[Material provided Boundary: Start]
PR #21371, opened 2025-12-30
Fix/display list before tooltip tapc 5515

ZyaCon:
## Description

Ticket Reference: #TAPC-5515    

## Additional Information
image

### DIFF
--- a/packages/manager/apps/pci-instances/src/pages/instances/create/components/flavor/select/FlavorSelect.component.tsx
+++ b/packages/manager/apps/pci-instances/src/pages/instances/create/components/flavor/select/FlavorSelect.component.tsx
@@ -117,7 +117,7 @@ const FlavorSelect = ({ option, items }: TFlavorSelectOption) => {
               )}
             />
             <SelectContent
-              className="[&>div>span:first-child]:w-full"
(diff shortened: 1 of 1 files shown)


packages/manager/apps/pci-instances/src/pages/instances/create/components/flavor/select/FlavorSelect.component.tsx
[Material provided Boundary: End]
__Your task__
How many lines of the material contain the string "pages"? Answer with that number alone.

__Written answer__
3